Por anos, o setor de concessões rodoviárias brasileiro foi amplamente ignorado por investidores locais e estrangeiros. Questões históricas de governança, críticas regulatórias e alocação de capital considerada complacente mantinham o segmento fora do radar. Contudo, esse quadro mudou de forma “dramática” – e o BTG Pactual documenta essa transformação com base em seu Toll Roads Day, realizado na semana passada no Rio de Janeiro.
“Por anos, vimos pouco interesse de investidores de ações pelo setor de concessões rodoviárias. Entendemos que esse ceticismo mudou de forma dramática nos últimos anos, especialmente após 2025, impulsionado por mudanças relevantes em acionistas controladores, reestruturações de equipes executivas e um arcabouço regulatório muito mais favorável”, afirmam os analistas Lucas Marquiori, Fernanda Recchia, Samuel Alkmim e Marcel Zambello.
O catalisador que mudou tudo
O evento reuniu executivos seniores da EPR, Arteris, Motiva, Ecorodovias e Vinci para discutir o momento do setor. O catalisador central é claro: o ciclo de queda de juros no Brasil.

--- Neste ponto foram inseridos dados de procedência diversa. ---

PR #1274, opened 2020-10-15
PXC-3445 : MTR test failures in 8.0.20

kennt-percona:
Issue
Tests fail (sometimes) in PXC 8.0.20

Solution
Fix the tests:
galera.MW-328B : code can fail with ER_ERROR_DURING_COMMIT due to locking changes
galera_sr.galera-features#56 : code can fail on both nodes (but more often on node2)


dutow (approved):

venkatesh-prasad-v (approved):
Looks good

kamil-holubicki (approved):

PR #1277, opened 2020-10-16
PXC-3392: Donor uses invalid SST methods (5.6)

kamil-holubicki:


dutow (approved):

sql/wsrep_sst.cc
```diff
@@ -1276,6 +1414,78 @@ static int sst_donate_other (const char*   method,
...
+  }
+
+  std::string method= msg.substr(0, method_len);
+
+  // Is this method allowed?
+  std::vector<std::string>::iterator res= std::find(
+      allowed_sst_methods.begin(), allowed_sst_methods.end(), method);
+  if (res == allowed_sst_methods.end())
+  {
+    return false;
```
kennt-percona, line 1441: Maybe an error message here describing how to fix this would be good (saying that they need to add the method to the list of allowed methods). Otherwise, they wouldn't know how to fix the error.  Everything else looks good.

sql/wsrep_sst.cc
```diff
@@ -82,17 +83,18 @@ static Regex sst_allowed_methods_regex;
    characters and the ways they could be used to inject the command to
    the OS. However this approach seems to be too error prone.
    Instead of this we will just allow alpha-num + a few special characters
-   (colon, slash, dot, underscore, square brackets).
+   (colon, slash, dot, underscore, square brackets, hyphen).
 
-   It is the same as ^[\w:\/\.\[\]]+$    */
+   It is the same as ^[\w:/.[\]-]+$    */
```
venkatesh-prasad-v, line 88: Shouldn't this be
```suggestion
   It is the same as ^[\w:/.\[\]-]+$    */
```

sql/wsrep_sst.cc
```diff
@@ -82,17 +83,18 @@ static Regex sst_allowed_methods_regex;
...
 
    /* For some reason regex engine is not able to handle the following pattern
-   allowing square brackets as well:
-   "^[[:alnum:]:\\/\\._\\[\\]]+$"
-   We will substitute square brackets with lt/gt before validation
-   and we will revert to square brackets after validation. */
+   allowing square brackets:
+   "^[[:alnum:]:/._[\\]-]+$"
```
venkatesh-prasad-v, line 92: Shouldn't this be
```suggestion
   "^[[:alnum:]:/._\[\]-]+$"
```

mysql-test/suite/galera/t/galera_sst_allowed_methods.test
```diff
@@ -88,13 +88,18 @@
...
+
 --echo #
 --echo # Sending custom sst request
 --echo #
 
 --let $expect_rejection = no
---let $sst_allowed_methods = xtrabackup-v2,custom-sst_method,mysqldump
---let $sst_request_method = custom-sst_method
+--let $sst_allowed_methods = xtrabackup-v2,custom-sst_method.py,mysqldump
+--let $sst_request_method = custom-sst_method.py
```
venkatesh-prasad-v, line 102: Nice improvement :+1:

sql/wsrep_sst.cc
kamil-holubicki: No, we don't need to escape the opening square bracket.

venkatesh-prasad-v: You're right! https://www.regular-expressions.info/charclass.html#special says it is not required.

venkatesh-prasad-v (approved):
Great job! Thank you for addressing all the review comments. The patch looks good now. Approved from my side.

sql/wsrep_sst.cc
kamil-holubicki: In case of rejection, the caller function writes the error message "Invalid sst_request:" and dumps the whole request string. I don't think we should add more hints about what is wrong. We need to document the new parameter anyway. And honestly, I don't think there are no external users having their own sst scripts :)

PR #1278, opened 2020-10-16
PXC-3392: Donor uses invalid SST methods (5.7)

kamil-holubicki:


dutow (approved):

mysql-test/suite/galera/r/galera_defaults.result
```diff
@@ -42,6 +42,7 @@ WSREP_RSU_COMMIT_TIMEOUT	5000
 WSREP_SLAVE_FK_CHECKS	ON
 WSREP_SLAVE_THREADS	1
 WSREP_SLAVE_UK_CHECKS	OFF
+WSREP_SST_ALLOWED_METHODS	mysqldump,rsync,skip,xtrabackup,xtrabackup-v2
```
venkatesh-prasad-v, line 45: Not an issue, but as an improvement, can we extend this test case to print the count of wsrep variables we support, similar to the global status; so that it becomes handy for future references?

Something like having the below line would be sufficient.
```
SELECT COUNT(*) FROM performance_schema.global_variables WHERE VARIABLE_NAME LIKE 'wsrep_%';
```

venkatesh-prasad-v (approved):
Hi Kamil,

Apart from a minor improvement mentioned below (not a blocker though), the patch looks good. Approved from my side.

PR #1291, opened 2020-10-29
8.0 PXC-3146 : Galera/SST is not looking default data directory location …

kennt-percona:
…for SSL certs

Issue
SST does not use relative paths in the SSL key/cert/ca options.
So it requires the full absolute path.

Solution
Have the SST script convert the relative paths into absolute paths
(assuming that the current working directory is the data dir).

### DIFF
--- a/mysql-test/suite/galera/t/galera_sst_xtrabackup-v2_pxc_encrypt.test
+++ b/mysql-test/suite/galera/t/galera_sst_xtrabackup-v2_pxc_encrypt.test
@@ -2,20 +2,75 @@
 # This test checks the pxc-encrypt-cluster-traffic option (auto SSL config).
 # Initial SST happens via xtrabackup, so there is not much to do in the body of the test
 #
+# Also tests certs that are specified using relative paths (certs are in the datadir)
+#
 
 --source include/big_test.inc
 --source include/galera_cluster.inc
 
---disable_query_log
---connection node_1
-call mtr.add_suppression("Failed to initialize TLS for channel");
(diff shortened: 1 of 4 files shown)


mysql-test/suite/galera/t/galera_sst_xtrabackup-v2_pxc_encrypt.test
```diff
@@ -2,20 +2,75 @@
 # This test checks the pxc-encrypt-cluster-traffic option (auto SSL config).
 # Initial SST happens via xtrabackup, so there is not much to do in the body of the test
 #
+# Also tests certs that are specified using relative paths (certs are in the datadir)
+#
 
 --source include/big_test.inc
 --source include/galera_cluster.inc
```
venkatesh-prasad-v, line 9: The same testcase in 5.7 has `--source include/force_restart.inc` included, and is missing here. Is it intentional?

venkatesh-prasad-v (approved):
Thank you for working on this issue. I only have a minor comment. Other than that I don't have any comments. So, it is good to go from my side.

mysql-test/suite/galera/t/galera_sst_xtrabackup-v2_pxc_encrypt.test
kennt-percona: It may have been removed during the merge.  node2 is restarted at the end of the test, so the force_restart.inc is not needed (should have been removed from the 5.7 branch).

PR #4229, opened 2019-07-21
Browser/element prototype performance improvements

mgrybyk:
## Proposed changes

`lodash.merge` is a bit slow or not needed in some cases. 
Use `Object.assign` or [spread(...)](https://developer.mozilla.org/en-US/docs/Web/JavaScript/Reference/Operators/Spread_syntax) where possible.

perf improvement measurements in real project:
- minor, when getting element `$()`: **8%** 
- **Super-duper** significant, when `$$("*")[49].$('not-existing')`: **~100000%**

## Types of changes

## Checklist


mgrybyk:
Added one more fix for issue with getting elements:
```
browser.url("http://adam.goucher.ca/parkcalc/")
const elems = $$("*") // 50 elements
const elem = elems[49] // index is important!!
const elemC = elem.$("not-existing")
```

before fix: calls - more than 8573, duration - more than 3 minutes!! 
after fix: calls - 2, duration - 80

performance improvement - ∞, lol

packages/wdio-runner/tests/index.test.js
```diff
@@ -3,10 +3,14 @@ import fs from 'fs'
 import { attach } from 'webdriverio'
 import WDIORunner from '../src'
 
-jest.mock('fs')
+const writeFile = fs.writeFile
```
christian-bromann: What is the reason for this change?

packages/webdriverio/tests/commands/browser/saveRecordingScreen.test.js
```diff
@@ -1,11 +1,16 @@
+import fs from 'fs'
 import request from 'request'
 import { remote } from '../../../src'
 import * as utils from '../../../src/utils'
 
+const writeFileSync = fs.writeFileSync
```
christian-bromann: same

mgrybyk: let's proceed convo above

packages/wdio-runner/tests/index.test.js
mgrybyk: the reason is that we not can't mock `fs` now before `webdriverio/src/utils.js` has been called.
https://github.com/webdriverio/webdriverio/pull/4229/files#diff-fe019f9e87ddc9284183a1356b00a163

christian-bromann: I don't understand, why is that? Afaik doing 

```js
const writeFile = fs.writeFile
// ...
    beforeAll(() => {
        fs.writeFile = jest.fn()
    })
```
is the same as if we would do:

```js
jest.mock('fs')
```
right away!

mgrybyk: @christian-bromann taking a look.

packages/webdriverio/tests/__mocks__/fs.js
```diff
@@ -1,4 +1,7 @@
+const { readdirSync } = jest.requireActual('fs')
 const fs = jest.genMockFromModule('fs')
 fs.writeFileSync = jest.fn()
 fs.existsSync = jest.fn(() => true)
+fs.readdirSync.mockImplementation(readdirSync)
```
mgrybyk: have to use original function here to be able to read commands from file system

packages/webdriverio/tests/commands/browser/saveRecordingScreen.test.js
```diff
@@ -1,10 +1,10 @@
 import request from 'request'
-import { remote } from '../../../src'
```
mgrybyk: have to move imports after `fs` is mocked, otherwise can't mock properly `fs` imports inside commands.

mgrybyk:
@christian-bromann updated `fs` mocking according to your comment.

packages/webdriverio/tests/commands/browser/uploadFile.test.js
```diff
@@ -1,9 +1,8 @@
 import path from 'path'
 import archiver from 'archiver'
 
-import { remote } from '../../../src'
-
 describe('uploadFile', () => {
+    const { remote } = require('../../../src')
```
christian-bromann: Why is it here other way around? Because in this test we actually want to have the mocked version and in others we don't?

mgrybyk: I'll try to explain how it works after my changes in case we keep `remote` import as it was before.

When `remote` is imported all the commands are loaded from file system.
If `fs` was fully mocked before no commands are loaded.
If `fs` was not mocked and `remote` is imported, then there is no way to mock https://github.com/webdriverio/webdriverio/blob/3aa49945eba252aa70641088c8bf816129b49ccd/packages/webdriverio/src/commands/browser/uploadFile.js#L25 because commands were loaded before `fs` is mocked.

So I decided to mock fs, restore readdirSync and then import everything else. I can dig a bit more into it in the evening.

If you have any hints on how can this be improved please let me know

mgrybyk:
@christian-bromann thank you for review!

christian-bromann:
So all of this is necessary because of the change in `packages/webdriverio/src/utils.js`, right? What is the performance impact when we load the commands within the function call instead of the module level. Is this the reason why the unit tests has become slow? If so can we use some sort of caching here?

mgrybyk:
1. Yes
2. In real project I'm getting better performance. Not sure regarding unit tests. 
3. I'll take a look why unit tests become slower.
4. Caching is a good idea!

christian-bromann:
> 3\. I'll take a look why unit tests become slower.

I was under the assumption that due to slower unit tests you decided to make the changes to `packages/webdriverio/src/utils.js`. If we don't need them and would remove them we also can remove the changes to all test files here.

mgrybyk:
@christian-bromann changes to src/utils.js are required to improve performance of real life project, not tests themselves. It really improves performance of $('') by 5% :)

Anyway, I have measured performance of unit tests before and after my changes, here are the results:
before changes:
```
real    1m23.186s
user    1m43.025s
sys     0m6.957s
```
after changes
```
real    1m24.893s
user    1m43.294s
sys     0m7.739s
```

christian-bromann:
> changes to src/utils.js are required to improve performance of real life project, not tests themselves. It really improves performance of $('') by 5% :)

Can we do some research as to why that is? Technically this operation (reading all JS files to apply the functions to the prototype) should happen only once in the worker process. If we (have to) do it multiple times we should work with some caching mechanism do not have to do this more.

mgrybyk:
@christian-bromann before it was 
```
const applyScopePrototype = (prototype, scope) => {
    const dir = path.resolve(__dirname, 'commands', scope)
    const files = fs.readdirSync(dir)
    for (let filename of files) {
        const commandName = path.basename(filename, path.extname(filename))
        prototype[commandName] = { value: require(path.join(dir, commandName)).default }
    }
}
```

it is a regular function which is called for every element/browser instance and obviously it would read files from file system for every `$('foo')`.

And I want to call it, as you have mentioned, only once per worker

mgrybyk:
test used to measure performance of getting element:
```
describe("perf", () => {
    it("getting $ performance", () => {
        browser.url("http://adam.goucher.ca/parkcalc/")
        $('body').waitForExist()
        browser.pause(2000)

        const start = Date.now()
        for (let i = 0; i < 100; i++) {
            $('body')
        }
        console.log(Date.now() - start)

        // tests on my local machine
        // before:  1200
        // after:   1100
        //
        // (before - after) / after * 100 = 8%
    })
})
```

packages/webdriverio/src/utils.js
```diff
@@ -10,16 +10,21 @@ import { URL } from 'url'
...
-    for (let filename of files) {
-        const commandName = path.basename(filename, path.extname(filename))
-        prototype[commandName] = { value: require(path.join(dir, commandName)).default }
-    }
+const scopes = {
+    browser: browserCommands,
+    element: elementCommands
+}
+
+const applyScopePrototype = async (prototype, scope) => {
```
CrispusDH: Should arrow function be `async`?

mgrybyk: no, it's a defect

mgrybyk: @CrispusDH thank you, fixed

mgrybyk:
if there are no more other comments, it can be merged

“Vemos o setor como uma forma defensiva de capturar o ciclo de queda de juros no Brasil“, destacam os analistas. Entretanto, não é apenas a dinâmica macroeconômica que explica a renovação do entusiasmo.
No plano regulatório, a mudança é estrutural.
“O poder concedente tem se mostrado cada vez mais engajado em diálogo construtivo com operadores para aprimorar contratos em um framework favorável para ambos”, apontam Marquiori, Recchia, Alkmim e Zambello.
Esse ambiente permite que operadores privados restaurem retornos econômicos adequados enquanto as autoridades públicas asseguram maior investimento em infraestrutura.

Aditivos e pipeline de leilões
Um dos aprendizados mais relevantes do evento foi o valor gerado pelos aditivos contratuais.
“Uma das formas mais geradoras de valor para alocar capital marginal é via aditivos contratuais, pois tipicamente se referem a ativos já conhecidos pela concessionária, com maior visibilidade sobre demanda, opex e necessidades de capex”, explicam os analistas.
No entanto, o pipeline de leilões primários pode estar se aproximando de um ponto de inflexão após três anos de intensa atividade.
“Podemos ver aumento de discussões sobre oportunidades de mercado secundário nos próximos anos, à medida que concessionárias rebalanceiem portfólios e investidores busquem eventos de liquidez”, projetam os analistas.
Motiva e Ecorodovias
Para players maiores, o foco tende a migrar para distribuição de capital.
“A principal percepção foi que o cenário competitivo mudou no Brasil, já que alterações regulatórias estão atraindo novos entrantes para o segmento”, concluem os analistas — reiterando recomendação de outperform (compra) para o setor, com Motiva (MOTV3) e Ecorodovias (ECOR3) como principais apostas dentro da cobertura do BTG.